• Arch Mal Coeur Vaiss · Mar 2001

    Clinical Trial

    [Evaluation of a new stress echocardiography technique combining exercise and dobutamine in the detection of coronary disease].

    • E Pierre-Justin, P Marcollet, J R Lusson, P Motreff, C Dauphin, D Lamaison, and J Cassagnes.
    • Service de cardiologie, 8 étage, hôpital Gabriel-Montpied, rue Montalemberg, BP 69, 63003 Clermont-Ferrand.
    • Arch Mal Coeur Vaiss. 2001 Mar 1; 94 (3): 196-201.
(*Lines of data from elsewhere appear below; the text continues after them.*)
PR #393, opened 2026-03-03
feat: add multi.hitomi

### LINKED ISSUE #44: hitomi.la
NSFW

https://hitomi.la

dyphire:
Close #44

### DIFF
--- a/sources/multi.hitomi/src/lib.rs
+++ b/sources/multi.hitomi/src/lib.rs
@@ -444,10 +444,10 @@ impl Source for Hitomi {
 		{
 			let now = current_date();
 			let cached = self.gg_cache.borrow();
-			if cached.as_ref().is_none_or(|&(_, ts)| now - ts > 60) {
-				if let Some(gg) = get_new_gg() {
-					*self.gg_cache.borrow_mut() = Some((gg, now));
-				}
+			if cached.as_ref().is_none_or(|&(_, ts)| now - ts > 60)
+				&& let Some(gg) = get_new_gg()
+			{
+				*self.gg_cache.borrow_mut() = Some((gg, now));
 			}
 		}
 		let cache = self.gg_cache.borrow();
--- a/sources/multi.hitomi/src/models.rs
+++ b/sources/multi.hitomi/src/models.rs
@@ -198,7 +198,7 @@ impl From<HitomiGallery> for Manga {
 		if let Some(parodys) = &g.parodys
 			&& !parodys.is_empty()
 		{
-			let s: Vec<&str> = parodys.into_iter().map(|p| p.parody.as_str()).collect();
+			let s: Vec<&str> = parodys.iter().map(|p| p.parody.as_str()).collect();
 			description_parts.push(format!("Series: {}", s.join(", ")));
 		}
 		if let Some(characters) = &g.characters


sources/multi.hitomi/res/icon.png
kkantan, line 1: the white outline should be removed by filling with the gray background color, if possible.

sources/multi.hitomi/src/gg.rs
```diff
@@ -0,0 +1,152 @@
...
+	pub b: String,
+	pub switch_cases: Vec<u32>,
+	pub switch_o: u32,
+	pub default_o: u32,
+}
+
+pub fn fetch_gg_state() -> Option<GgState> {
+	// Simple short-term cache:
+	static mut CACHED: Option<GgState> = None;
+	static TS: AtomicI64 = AtomicI64::new(0);
```
kkantan: firstly: an atomic i64 isn't necessary since this code shouldn't be run concurrently.
secondly: it's best to avoid `static mut`. could we instead put a `RefCell` on the `Hitomi` source struct to pass in? see the contribution guide for more explanation.

sources/multi.hitomi/src/lib.rs
```diff
@@ -0,0 +1,564 @@
...
+							format!("tag:{v}")
+						});
+					}
+					_ => {}
+				},
+				_ => {}
+			}
+		}
+
+		let raw_q: String = query.as_deref().unwrap_or("").trim().into();
```
kkantan:
```suggestion
		let raw_q: String = query.as_deref().unwrap_or_default().trim().into();
```

sources/multi.hitomi/src/lib.rs
```diff
@@ -0,0 +1,564 @@
...
+		let mut positive_results: Vec<Vec<i64>> = Vec::new();
+		// Collect local (plain text) results immediately, and build nozomi requests for network ones
+		let mut local_results: Vec<(usize, Vec<i64>)> = Vec::new();
+		let mut nozomi_requests: Vec<(usize, String)> = Vec::new();
+		for (i, term) in positive_terms.iter().enumerate() {
+			if term.contains(':') {
+				if let Some(url) = nozomi_url_for_ns_tag(term, &lang) {
+					nozomi_requests.push((i, url));
+				} else {
+					return Err(error!("Unsupported namespace for term: {term}"));
```
kkantan: `bail!`

sources/multi.hitomi/src/lib.rs
```diff
@@ -0,0 +1,564 @@
...
+		&self,
+		mut manga: Manga,
+		needs_details: bool,
+		needs_chapters: bool,
+	) -> Result<Manga> {
+		let id: i64 = manga
+			.key
+			.parse()
+			.map_err(|_| error!("Invalid gallery id"))?;
+		if needs_details || needs_chapters {
```
kkantan: this will always be true.

sources/multi.hitomi/src/gg.rs
dyphire: Done

sources/multi.hitomi/res/icon.png
dyphire: Fix

dyphire:
> it seems like regular searches with spaces in them fail.

Fix

PR #394, opened 2026-03-03
fix(zh.zaimanhua): sync filters & style improvements & behavior fixes

Aiko3993:


sources/zh.zaimanhua/src/lib.rs
```diff
@@ -133,13 +136,14 @@ impl Source for Zaimanhua {
...
 			(true, true) => {
-				// Clone for chapters, consume for details
 				let chapters_source = manga_detail.clone();
 				manga.copy_from(manga_detail.into_manga(manga.key.clone()));
+				aidoku::imports::std::send_partial_result(&manga);
 				manga.chapters = Some(chapters_source.into_chapters(&manga.key));
 			}
 			(true, false) => {
 				manga.copy_from(manga_detail.into_manga(manga.key.clone()));
+				aidoku::imports::std::send_partial_result(&manga);
```
kkantan: there's no need to send the partial manga result if the chapters fetching is relatively quick, and definitely not if there is no chapter fetching. you only really need to use this if chapter fetching requires an additional or separate network request.

sources/zh.zaimanhua/src/net.rs
```diff
@@ -170,7 +204,9 @@ pub fn send_authed_request<T: DeserializeOwned>(
 		&& let Ok(Some(new_token)) = try_refresh_token()
 	{
 		// Retry with new token
-		return auth_request(url, Some(&new_token))?.send()?.get_json_owned();
+		return auth_request(url, Some(&new_token))?
+			.send()?
+			.get_json_owned();
```
kkantan: you can probably just use `.json_owned()` without the explicit `send()` call.

kkantan (changes requested):

PR #432, opened 2026-03-22
feat: rewrite ru.desu with new api

MemesPwr:
Since legacy sources may no longer work in the future i decided to rewrite it with a new source API.

### DIFF
--- a/sources/ru.desu/src/lib.rs
+++ b/sources/ru.desu/src/lib.rs
@@ -32,7 +32,10 @@ impl Source for Desu {
 	) -> Result<MangaPageResult> {
 		search(query, page, filters).map(|r| MangaPageResult {
 			has_next_page: r.len() >= helpers::PAGE_SIZE,
-			entries: r.into_iter().map(|m| m.to_slim_item()).collect(),
+			entries: r
+				.into_iter()
+				.map(|m| m.into_manga(None, true, false, false))
+				.collect(),
 		})
 	}
 
@@ -42,7 +45,8 @@ impl Source for Desu {
 		needs_details: bool,
 		needs_chapters: bool,
 	) -> Result<Manga> {
-		fetch_by_id(manga.key.as_str()).map(|x| x.to_manga(needs_details, needs_chapters))
+		fetch_by_id(manga.key.as_str())
+			.map(|x| x.into_manga(Some(manga), false, needs_details, needs_chapters))
 	}
 
 	fn get_page_list(&self, manga: Manga, chapter: Chapter) -> Result<Vec<Page>> {
--- a/sources/ru.desu/src/models.rs
+++ b/sources/ru.desu/src/models.rs
@@ -131,121 +131,88 @@ impl From<DesuChapter> for Chapter {
 }
 
 impl DesuItem {
-	pub fn get_key(&self) -> String {
-		self.id.to_string()
-	}
+	pub fn into_manga(
+		self,
+		manga: Option<Manga>,
+		slim: bool,
+		details: bool,
+		chapters: bool,
+	) -> Manga {
+		let mut item = manga.unwrap_or(Manga {
+			key: self.id.to_string(),
+			..Default::default()
+		});
 
-	pub fn get_title(&self) -> String {
-		if eng_title() {
-			self.name.clone()
+		item.title = if eng_title() {
+			self.name
 		} else {
-			self.russian.clone().unwrap_or_else(|| self.name.clone())
+			self.russian.unwrap_or(self.name)
+		};
+
+		item.cover = self
+			.image
+			.and_then(|v| v.original.or(v.preview).or(v.x225).or(v.x120));
+
+		if slim {
+			return item;
 		}
-	}
 
-	pub fn get_cover(&self) -> Option<String> {
-		self.image.as_ref().and_then(|v| {
-			v.original
-				.clone()
-				.or_else(|| v.preview.clone())
-				.or_else(|| v.x225.clone())
-				.or_else(|| v.x120.clone())
-		})
-	}
-
-	pub fn get_status(&self) -> MangaStatus {
-		self.status
-			.as_ref()
-			.map(|v| match v.as_str() {
-				// looks like they don't have hiatus status and so on
-				"ongoing" => MangaStatus::Ongoing,
-				"released" => MangaStatus::Completed,
-				_ => MangaStatus::Unknown,
-			})
-			.unwrap_or_default()
-	}
-
-	pub fn get_rating(&self) -> ContentRating {
-		self.age_limit
-			.as_ref()
-			.map(|v| match v.as_str() {
-				// "no" if no age limit. I guess safe by default is ok...
-				"18_plus" => ContentRating::NSFW,
-				"16_plus" => ContentRating::Suggestive,
-				_ => ContentRating::Safe,
-			})
-			.unwrap_or_default()
-	}
-
-	pub fn get_viewer(&self) -> Viewer {
-		match self.kind.as_ref() {
-			// since they can set read_mode to RTL even for manhwa/manhua I decided to do this
-			"manhwa" | "manhua" => Viewer::Webtoon,
-			_ => self
-				.reading
-				.as_ref()
+		if details {
+			item.content_rating = self
+				.age_limit
 				.map(|v| match v.as_str() {
-					"right-to-left" => Viewer::RightToLeft,
-					"left-to-right" => Viewer::LeftToRight,
-					"top-to-bottom" => Viewer::Webtoon,
-					_ => Viewer::RightToLeft,
+					// "no" if no age limit. I guess safe by default is ok...
+					"18_plus" => ContentRating::NSFW,
+					"16_plus" => ContentRating::Suggestive,
+					_ => ContentRating::Safe,
 				})
-				.unwrap_or(Viewer::RightToLeft),
+				.unwrap_or_default();
+
+			item.status = self
+				.status
+				.map(|v| match v.as_str() {
+					// looks like they don't have hiatus status and so on
+					"ongoing" => MangaStatus::Ongoing,
+					"released" => MangaStatus::Completed,
+					_ => MangaStatus::Unknown,
+				})
+				.unwrap_or_default();
+
+			item.viewer = match self.kind.as_str() {
+				// since they can set read_mode to RTL even for manhwa/manhua I decided to do this
+				"manhwa" | "manhua" => Viewer::Webtoon,
+				_ => self
+					.reading
+					.as_ref()
+					.map(|v| match v.as_str() {
+						"right-to-left" => Viewer::RightToLeft,
+						"left-to-right" => Viewer::LeftToRight,
+						"top-to-bottom" => Viewer::Webtoon,
+						_ => Viewer::RightToLeft,
+					})
+					.unwrap_or(Viewer::RightToLeft),
+			};
+
+			item.authors = self
+				.authors
+				.map(|l| l.into_iter().map(|v| v.people_name).collect());
+
+			item.description = self.description;
+
+			item.url = self.url;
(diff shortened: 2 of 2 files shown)


sources/ru.desu/res/settings.json
```diff
@@ -0,0 +1,22 @@
+[
+	{
+		"type": "group",
+		"title": "Settings",
+		"items": [
+			{
+				"type": "switch",
+				"key": "eng_title",
+				"title": "Название на англ.",
```
kkantan: I think the general convention for settings is Title Case, not complete sentences. I'm not sure how this works exactly with russian though.
```suggestion
				"title": "Название на англ",
```

sources/ru.desu/res/settings.json
```diff
@@ -0,0 +1,22 @@
...
+				"default": false,
+				"refreshes": ["content"]
+			},
+			{
+				"type": "text",
+				"key": "domain",
+				"title": "Домен",
+				"default": "desu.uno",
```
kkantan, line 17: since this is a url, you can enable some settings to make the keyboard better for urls: https://github.com/Aidoku-Community/sources/blob/29f5c821e9f01b053711967ceba4d6b0a0da9442/sources/ru.mangalib/res/settings.json#L11-L13

sources/ru.desu/res/source.json
```diff
@@ -0,0 +1,12 @@
+{
+	"info": {
+		"id": "ru.desu",
+		"name": "Desu",
+		"version": 4,
+		"url": "https://desu.uno/",
```
kkantan:
```suggestion
		"url": "https://desu.uno",
```

sources/ru.desu/src/helpers.rs
```diff
@@ -0,0 +1,119 @@
...
+	request
+		.header("User-Agent", "Aidoku")
+		.header("Referer", get_base_url().as_str())
+}
+
+pub fn fetch_by_id(id: &str) -> Result<DesuItem> {
+	let url = format!("{}/{}", get_base_api_url(), id);
+	let response = apply_headers(Request::get(url)?)
+		.send()?
+		.get_json::<DesuResponse<DesuItem>>()?;
```
kkantan: you can do this with a single call.
```suggestion
		.json_owned::<DesuResponse<DesuItem>>()?;
```

sources/ru.desu/src/lib.rs
```diff
@@ -0,0 +1,102 @@
...
+		let pages = fetch_chapter(manga.key.as_str(), chapter.key.as_str())
+			.and_then(|s| {
+				s.pages
+					.and_then(|x| x.list)
+					.ok_or(error!("Chapter {} not found", chapter.key))
+			})?
+			.into_iter()
+			.filter_map(|p| {
+				p.img.map(|u| Page {
+					content: PageContent::Url(u, None),
```
kkantan:
```suggestion
					content: PageContent::url(u),
```

sources/ru.desu/src/lib.rs
```diff
@@ -0,0 +1,102 @@
...
+}
+
+impl ListingProvider for Desu {
+	fn get_manga_list(&self, _listing: Listing, page: i32) -> Result<MangaPageResult> {
+		search(None, page, vec![]).map(|r| MangaPageResult {
+			has_next_page: r.len() >= helpers::PAGE_SIZE,
+			entries: r.into_iter().map(Manga::from).collect(),
+		})
+	}
+}
```
kkantan: this is never used, is it? you aren't providing listings or a home page.

sources/ru.desu/src/lib.rs
```diff
@@ -0,0 +1,102 @@
...
+
+impl DeepLinkHandler for Desu {
+	fn handle_deep_link(&self, _url: String) -> Result<Option<DeepLinkResult>> {
+		let Some(path) = _url.strip_prefix(get_base_url().as_str()) else {
```
kkantan:
```suggestion
	fn handle_deep_link(&self, url: String) -> Result<Option<DeepLinkResult>> {
		let Some(path) = url.strip_prefix(get_base_url().as_str()) else {
```

sources/ru.desu/src/models.rs
```diff
@@ -0,0 +1,193 @@
...
+			description: value.description,
+			content_rating: value
+				.age_limit
+				.map(|v| match v.as_str() {
+					// "no" if no age limit. I guess safe by default is ok...
+					"18_plus" => ContentRating::NSFW,
+					"16_plus" => ContentRating::Suggestive,
+					_ => ContentRating::Safe,
+				})
+				.unwrap_or(ContentRating::Unknown),
```
kkantan: you could also just do `unwrap_or_default()`, but it's up to you whether you find that less intuitive or not.

sources/ru.desu/src/models.rs
```diff
@@ -0,0 +1,193 @@
...
+						"top-to-bottom" => Viewer::Webtoon,
+						_ => Viewer::RightToLeft,
+					})
+					.unwrap_or(Viewer::RightToLeft),
+			},
+			authors: value
+				.authors
+				.map(|l| l.into_iter().map(|v| v.people_name).collect()),
+			artists: value
+				.translators
```
kkantan: are translators really artists? is this just scanlators?

MemesPwr: there are some teams who redrawing some parts so I don't know what will be better. I guess... it can be removed.

upd: decided to remove it here 92e8f22e8411287108ab4d073158c6c04c6da6b9

sources/ru.desu/res/settings.json
MemesPwr: Fixed in d870075f6acbaf840c0c6c705d7b3cee8a3e123d

sources/ru.desu/src/lib.rs
MemesPwr: In this case I'm getting `this enum variant takes 2 arguments but 1 argument was supplied [E0061]` error so I was used it with `None` to pass building process. If this really necessary to remove this `None` then I need help here 💀

sources/ru.desu/src/helpers.rs
MemesPwr: Fixed in 0a4d1eefba504c54e1b3af529f6e3c6a322857ec

sources/ru.desu/res/settings.json
MemesPwr: Fixed in d3c7ce13c20617f958c2f626b314ff9021b52726

sources/ru.desu/src/lib.rs
MemesPwr: Oops I thought that this would be necessary and forgot to check is it really still needed like was for the old API. Fixed in 4489a7c48b1d38805decd3fdba324da3973561ae

sources/ru.desu/src/models.rs
MemesPwr: I guess it's ok. Done it here 76fc2e04b274af9eab9214614006fbeb4fe48ab8

sources/ru.desu/src/lib.rs
kkantan: did you use the lowercase `url` instead of `Url`? the `url` is a helper function rather than the direct enum variant.

sources/ru.desu/src/lib.rs
```diff
@@ -0,0 +1,92 @@
...
+		})
+	}
+
+	fn get_manga_update(
+		&self,
+		manga: Manga,
+		_needs_details: bool,
+		_needs_chapters: bool,
+	) -> Result<Manga> {
+		fetch_by_id(manga.key.as_str()).map(Manga::from)
```
kkantan: the only thing I'm concerned about now is the disregarding of the `needs_details` and `needs_chapters` parameters. this seems to work fine in the app, but I don't know if there are places where it's used where it would be better if you didn't always provide both things.

you should probably make the `From<DesuItem>` for `Manga` not include chapters, and then you can set them on the manga object directly with a non-consuming `chapters()` helper function maybe. I think there are other sources with this. you can use the [copy_from](https://aidoku.github.io/aidoku-rs/aidoku/struct.Manga.html#method.copy_from) method for details, or have your own function that can optionally include or exclude the chapters.

sources/ru.desu/src/lib.rs
MemesPwr: oh really.. I didn't notice that you're suggesting lowercase 💀

sources/ru.desu/src/lib.rs
MemesPwr: Done in 1712f0b7af988fbdc4634fb95e0983422dc6a551 (here I fix arguments naming 0acfbbb96695160d9d0c25e15a271ed07078d4f2)

sources/ru.desu/src/lib.rs
```diff
@@ -0,0 +1,92 @@
...
+	}
+
+	fn get_manga_update(
+		&self,
+		manga: Manga,
+		needs_details: bool,
+		needs_chapters: bool,
+	) -> Result<Manga> {
+		fetch_by_id(manga.key.as_str()).map(|x| x.to_manga(needs_details, needs_chapters))
+	}
```
kkantan, line 50: I think this could cause issues if the app only requests chapters and passes in a manga with existing details, which would then be returned without them (but again, I can't say for certain).

I would suggest handling it like this instead:
```suggestion
	fn get_manga_update(
		&self,
		mut manga: Manga,
		needs_details: bool,
		needs_chapters: bool,
	) -> Result<Manga> {
		let result = fetch_by_id(&manga.key)?;

		if needs_details {
			manga.copy_from(result.to_manga(needs_chapters));
		} else if needs_chapters {
			manga.chapters = result.to_chapters();
		}

		Ok(manga)
	}
```
in order to mirror how other sources function. to avoid clones, I would make `to_manga` and `to_chapters` both consume `self` rather than take a reference, but that means you need to duplicate the chapter "parsing" code.

sources/ru.desu/src/models.rs
```diff
@@ -0,0 +1,251 @@
...
+
+	pub fn get_cover(&self) -> Option<String> {
+		self.image.as_ref().and_then(|v| {
+			v.original
+				.clone()
+				.or_else(|| v.preview.clone())
+				.or_else(|| v.x225.clone())
+				.or_else(|| v.x120.clone())
+		})
+	}
```
kkantan: even though it's tempting to refactor into helper functions like this, it's better if you can avoid `clone()`s as much as possible.

sources/ru.desu/src/lib.rs
MemesPwr: > `manga.chapters = result.to_chapters();`

wow. didn't know that it's can be used like this.

but isn't will be better then to do it like this?:
```suggestion
	fn get_manga_update(
		&self,
		mut manga: Manga,
		needs_details: bool,
		needs_chapters: bool,
	) -> Result<Manga> {
		let result = fetch_by_id(&manga.key)?;
		if needs_details {
			manga.copy_from(result.to_manga(needs_chapters));
		}
		if needs_chapters {
			manga.chapters = result.to_chapters();
		}
		Ok(manga)
	}
```

or the app will always require only one of this so `if .. else ..` is would be enough here?

kkantan: that wouldn't work if the `to_manga` function consumes the `result`, so it's best to include the chapters in `to_manga` according to the `needs_chapters`.

MemesPwr: I was "killed" two hares with this commit d62f59b170131221a88026a26aa097ead820b1f7 I suppose 😄

sources/ru.desu/src/models.rs
MemesPwr: This one is here too d62f59b170131221a88026a26aa097ead820b1f7

PR #437, opened 2026-03-26
fix(vi.cuutruyen): update proxy url

tachibana-shin:


kkantan (changes requested):
the source version should be incremented too so users can update.

PR #438, opened 2026-03-27
fix(vi.truyenqq): search results not showing

tachibana-shin:


tachibana-shin:
@kkantan Please go to sleep; you're playing with your health

PR #441, opened 2026-03-29
feat: add multi.bakamh

z3niith:
Added bakamh.com as a source (v1).


sources/multi.bakamh/res/source.json
```diff
@@ -0,0 +1,14 @@
+{
+	"info": {
+		"id": "multi.bakamh",
+		"name": "bakamh",
+		"version": 1,
+		"url": "https://bakamh.com/",
```
kkantan:
```suggestion
		"url": "https://bakamh.com",
```

sources/multi.bakamh/Cargo.toml
```diff
@@ -0,0 +1,23 @@
...
+crate-type = ["cdylib"]
+
+[profile.dev]
+panic = "abort"
+
+[profile.release]
+panic = "abort"
+opt-level = "s"
+strip = true
+lto = true
```
kkantan:
```suggestion
lto = true

```

sources/multi.bakamh/src/lib.rs
kkantan, line 1: it looks like [bakamh uses the madara template](https://github.com/keiyoushi/extensions-source/blob/f18f82294086020a80d6526eba816f3404f95d10/src/zh/bakamh/build.gradle#L4), so instead of implementing all the logic from scratch, you should be able to use the existing template for it.

sources/multi.bakamh/res/source.json
```diff
@@ -0,0 +1,14 @@
...
+		"contentRating": 2,
+		"languages": [
+			"en",
+			"zh",
+			"Ko"
+		]
```
kkantan, line 12: does the source allow filtering by language? and is there actually content in these other languages, or is this just manga/manhwa/manhua?

sources/multi.bakamh/res/icon.png
kkantan, line 1: source icons should be 128x128. also, is there a way to scale down the logo so that there's some padding on the edges?

sources/multi.bakamh/res/source.json
z3niith: Bakamh does offer content in other languages, though limited for English content. Here's the [English](https://bakamh.com/en-manga/), [Korean](https://bakamh.com/manhwa/), and [Chinese](https://bakamh.com/on-going/zh/).

sources/multi.bakamh/Cargo.toml
z3niith: Changes have been made. Please verify the new commit if available.

z3niith:
That was on Aidoku version 0.8.2, build 4-which is the latest version if I am correct.

I was referring to loading the whole site's content in general, not just next page content. I am currently testing that source (zh.bakamh) and I've let it load for ~10 minutes now but nothing's populating.

image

    AbstractDobutamine stress echocardiography (DSE) and exercise stress echocardiography (ESE) are widely used for diagnosis of coronary artery disease. Each of these methods has limitations: secondary effects of Dobutamine, poor imaging quality, difficulty in attaining the maximal heart rate. The authors evaluated a test associating pedalling exercise at a constant low load (30-60 watts) with Dobutamine infusion (10-20-30-40 j/Kg/min +/- Atropine) (DES + E) in 42 patients referred for suspected coronary artery disease. All patients underwent coronary angiography on Day 1. There was significant coronary disease (> 50% stenosis) in 19 of the 42 patients. Sensitivity, specificity, negative predictive value, positive predictive value and overall diagnosis value were respectively 84, 87, 84, 87 and 86%. In the first 20 patients, the DES + E was compared directly with DES: There was only one undesirable side effect (hypertension) with DES + E compared with 5 with DES alone. The target heart rate was attained with lower doses of Dobutamine with DES + E (32.35 vs 39.42 j/Kg/min, p = 0.05). DES + E therefore seems to be a promising technique which is better tolerated than DES alone with very satisfactory diagnostic performances. However, these results require further confirmation in larger numbers of patients.